I was standing in front of the fax machine waiting to find out if my attempt to send the page had been successful. Behind the fax machine is the wall of my workstation and we pin postcards to it. When one of us go on holiday, that person is obligated to send a postcard to the others back at the office. That was the wall I was looking at while waiting to see if my fax attempt had been successful. There are postcards from The Gold Coast, Melbourne, Christchurch, El Nido, and from The Big Banana. Looking at those postcards is something I do while waiting for the stupid fax machine.

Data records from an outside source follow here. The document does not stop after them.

PR #4895, opened 2026-04-23
Initial implementation of the new logging API

RAOF:
## What's new?

This adds the logging side of the new logging API, in parallel to the existing API.

## How to test

The startup logs for a Mir compositor will now say `core: Starting` rather than `mirserver: Starting`.

## Checklist

- [x] Tests added and pass


Saviq (dismissed):
Some symbols shenanigans:

```
External Symbols Diff:

  New Symbols 🟢🟢🟢
    std::formatter::format*;
    typeinfo?for?std::formatter;
```

```
[ RUN ] SharedLibrary.load_valid_versioned_function_works
unknown file: Failure
C++ exception with description "/<<PKGBUILDDIR>>/build-amd64/bin/../lib/libmircore.so.3: undefined symbol: _ZN3mir17fatal_error_abortEPKcz, version MIR_CORE_2.9" thrown in the test body.

[ FAILED ] SharedLibrary.load_valid_versioned_function_works (0 ms)
```

RAOF:
Looks like we might want to make a few fixes to `tools/update_package_abis.sh` :)

RAOF:
Heh. Turns out our `SharedLibrary` tests need to be updated every time we break `mircore` ABI. And the symbols problem is the compilation environment changing in a way that makes GCC emit a symbol for the `std::formatter` in miral; we'll just need to make that always emitted and add it to the symbols.

.github/filters.yaml
tarek-y-ismail, line 26: Shouldn't `**` already recurse into subdirectories?

include/core/mir/log.h
```diff
@@ -56,10 +68,44 @@ void security_log(
...
+void log_debug(logging::Tags tags, std::format_string<Args...> fmt, Args&&... args)
+{
+    log(logging::Severity::debug, tags, fmt, std::forward<Args>(args)...);
+}
+
+template <typename... Args>
+void log_info(logging::Tags tags, std::format_string<Args...> fmt, Args&&... args)
+{
+    log(logging::Severity::informational, tags, fmt, std::forward<Args>(args)...);
+}
```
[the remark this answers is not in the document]
tarek-y-ismail: Valid point, but not essential. We can ignore this for now and add them when needed.

src/core/logging/logger.cpp
```diff
@@ -43,6 +96,20 @@ void ml::Logger::log(char const* component, Severity severity, char const* forma
...
+{
+    // Default implementation uses :-delimited tags as the component
+    // TODO: Remove the log(Severity, std::string, std::string) interface and replace
+    // with this one.
+
+
+    std::string component;
+    std::ranges::copy(
+        tags | std::views::transform([](Tag const& tag) { return tag.name(); }) | std::views::join_with(':'),
+        std::back_inserter(component));
```
tarek-y-ismail, line 106: Could use a `LEGACY(24.04)` comment. Once we drop 24.04 support and can use `ranges::to` this can be rewritten as:
```cpp
auto const component = tags 
    | std::views::transform([](Tag const& tag) { return tag.name(); })
    | std::views::join_with(':')
    | std::ranges::to<std::string>();
```

include/core/mir/logging/logger.h
```diff
@@ -54,6 +81,14 @@ class Logger
...
          __attribute__ ((format (printf, 4, 5)));
 
+    virtual void log(Severity severity, Tags tags, std::string_view message);
+
+    template<typename... Args>
+    void log(Severity severity, Tags tags, std::format_string<Args...> fmt, Args&&... args)
+    {
+        log(severity, tags, std::format(fmt, std::forward<Args>(args)...));
+    }
+
```
AlanGriffiths: We're intentionally dropping the performance objective: "don't do work (fetching data or formatting) if logging is suppressed"?

tests/unit-tests/logging/test_logging.cpp
```diff
@@ -0,0 +1,145 @@
...
+        // allowing it to be destroyed and verified after the test finishes.
+        mir::logging::set_logger(std::make_shared<MockLogger>());
+        ASSERT_TRUE(logger.unique()) << "Test needs to destroy the MockLogger to verify assertions";
+        logger.reset();
+    }
+
+    std::shared_ptr<testing::NiceMock<MockLogger>> logger;
+};
+
+TEST_F(TestLog, log_calls_logger)
```
tarek-y-ismail, line 57: This and friends could probably be turned to one parametric test

AlanGriffiths (changes requested):
Copilot is right about global const: AFAICS there is no reason the global objects are not `const`. But it might be better to provide wrapper functions (that return a reference) - that gives us a point where we could insert additional logic in future.

Note: We _could_ preserve ABI by introducing the new member functions in a new derived class. That would need some extra logic around `set_logger()` (so not clear it is worth the hassle)

tarek-y-ismail (commented):
Mostly fine, but i have some comments/questions.

include/core/mir/logging/logger.h
tarek-y-ismail: I think that's meant for a followup

tarek-y-ismail:
> Copilot is right about global const

Huh?

.github/filters.yaml
Saviq: [Not in this case](https://github.com/micromatch/picomatch#basic-globbing):

> `**` will only match path separators (`/`, and `\\` with the windows option) when they are the only characters in a path segment.

include/core/mir/logging/logger.h
RAOF: That's an additional override, yeah. (Along with the (`Severity`, `Tags`, `string_view`) overrides)

That said, I can totally add it here now.

tests/unit-tests/logging/test_logging.cpp
RAOF: I was thinking that, but I wasn't sure the up-front complexity would be worth the flexibility.

tarek-y-ismail: Fair.

tarek-y-ismail (approved):
Still have to fix symbols. But the core of the PR is solid 👍

Saviq:
> Still have to fix symbols

This will help with the debian and armhf symbols (the diff will become sane):
- https://github.com/canonical/mir/pull/4905

RAOF:
> Copilot is right about global const: AFAICS there is no reason the global objects are not const.

A follow-up will make them non-const (they'll store their level).

> But it might be better to provide wrapper functions (that return a reference) - that gives us a point where we could insert additional logic in future.

I was going to start to do this, but then:

We already have a point where we can introduce additional logic; the Tag constructor. What switching to a wrapper function *could* do is make initialisation lazy, on first access, but the spec says we explicitly want eager, on-DSO-load behaviour. We could make these globals references to hidden objects, but I don't think that indirection gets us anything.

RAOF:
On further further thought, no, the visible tags can and should be `const`; the internals need to be mutable, but that's what `Impl` is for!

RAOF:
>  New Symbols 🟢🟢🟢
>    std::formatter::format*;
>    typeinfo?for?std::formatter;

Unfortunately, this is a limitation of our symbols checker; these symbols do not exist. Instead, `std::formatter<live_config::Key, char>::format` exists, but the symbols checker doesn't handle templated classes.

AlanGriffiths:
> > Copilot is right about global const: AFAICS there is no reason the global objects are not const.
> 
> A follow-up will make them non-const (they'll store their level).

Is that in addition to the (already const) `Impl`? That will be another ABI break.

> > But it might be better to provide wrapper functions (that return a reference) - that gives us a point where we could insert additional logic in future.
> 
> I was going to start to do this, but then:
> 
> We already have a point where we can introduce additional logic; the Tag constructor. What switching to a wrapper function _could_ do is make initialisation lazy, on first access, but the spec says we explicitly want eager, on-DSO-load behaviour. We could make these globals references to hidden objects, but I don't think that indirection gets us anything.

Do we actually have the guarantees we need? Especially that the order of related tags is correct? 

See also: https://isocpp.github.io/CppCoreGuidelines/CppCoreGuidelines#ri-global

[edit]

I think this is the relevant passage:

Today there was something different there. A tiny grey spider. I moved my head closer to see it better. It was very small. When I softly breathed on it, it only moved a step or two. Then I noticed that its abdomen was flat, like it had been squashed, or attacked by something. But maybe that was what the abdomen of that particular race of spiders looks like naturally. I thought it, but did not believe it for a second. As I wondered about it, my COLLEAGUE came in the door behind me and noticed that my head was unusually close to the wall.
'What are you doing?'
'There's a little spider here.'
'Well, get rid of it.'
'Or what? Or you will kill it?'
'Yes. I don't like spiders. They give me the creeps.'
'But this one is tiny! Look at it!'
'I don't care.'
Of course she didn't care. A spider was a spider, even if it was so tiny you could barely even see the damn thing.
'Goddam it,' I muttered, and found a piece of paper to relocate the spider with. It hopped onto the paper and I opened the door. The smell of forklift exhaust came up from the loading dock. I squatted down near the railing, selected a steel pole to move the spider onto and gave the paper a tap, but instead somehow the spider went zooming down the inside of an adjacent steel pole I hadn't even seen. The pole went right down to the ground, a long way for a very small spider with a flat abdomen to get back up from, it seemed.
I walked slowly back into the office with the feeling I had sent it to its doom.